In some areas such as Stirling, the number of Covid-19 cases has risen compared to last week.

In most areas – including East and West Dunbartonshire, East Renfrewshire, Renfrewshire, Glasgow and East and West Dunbartonshire – there has not been enough improvement, according to the restriction review.

In North and South Lanarkshire cases and test positivity is decreasing, but the review states there is still too much pressure on NHS Lanarkshire.

The health board has the second-highest case rate per 100,000 population in the last seven days, at 234.8, just behind Glasgow at 240.9.

NHS Fife has the highest rate per 100,000 population of any health board not in level four restrictions, at 144.6, but the area remains unchanged from last week.
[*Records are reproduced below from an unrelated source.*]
PR #11367, opened 2019-09-19
Add missing translations from transifex

phillipthelen:
This PR adds the partially translated languages from transifex. It also changes how languages are loaded. Instead of loading all languages from the directory, it only loads languages in the `approvedLanguages` list. This allows us to load the translations into weblate without having them active.


paglias:
@phillipthelen looks like the unit tests are failing because while only some languages are loaded all end up in the list of available ones

I'd also add a new test to make sure not approved languages are not loaded / added to the list of languages

phillipthelen:
@paglias I fixed the failed test. This also changed the test that checks that all translations are loaded to ensure that no extra ones are loaded. (since the `approvedLanguages` list is compared to `translations` and that would fail if there were extra ones.

paglias:
@phillipthelen thanks! It looks like the linting is failing on `i18n.test.js `

phillipthelen:
I always seem to miss _something_

paglias (approved):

So far the pattern suggests that areas are unlikely to quickly change between levels or jump from one level to another much lower or higher – all the areas now going into level four had been in level three since the new system came into force, and there was no change to Fife, Perth and Kinross, and Angus, which went from level two to level three last week.

Government analysis states it is “too early to tell” if last week’s changes to these three areas have had any effect.

Argyll and Bute is the only area which is under review to move down a level next week, from level two to level one.

Last week the Western Isles and Orkney were under consideration for a move from level one to level zero, but this didn’t happen and a possible move has not been mentioned this week.

Both areas continue to be scrutinised to see if changes to allow indoor socialising between households have any impact.

Decisions are made about which level to place each area in based on five factors.

The first three relate to rates of Covid-19 in the area: The case rate per 100,000 people in the previous week; the percentage of positive tests in that same period; and forecasts of cases per 100,000 in the next two weeks.

The final two are concerned with the local authority itself: Current and projected use of hospital beds, and current and projected use of ICU beds.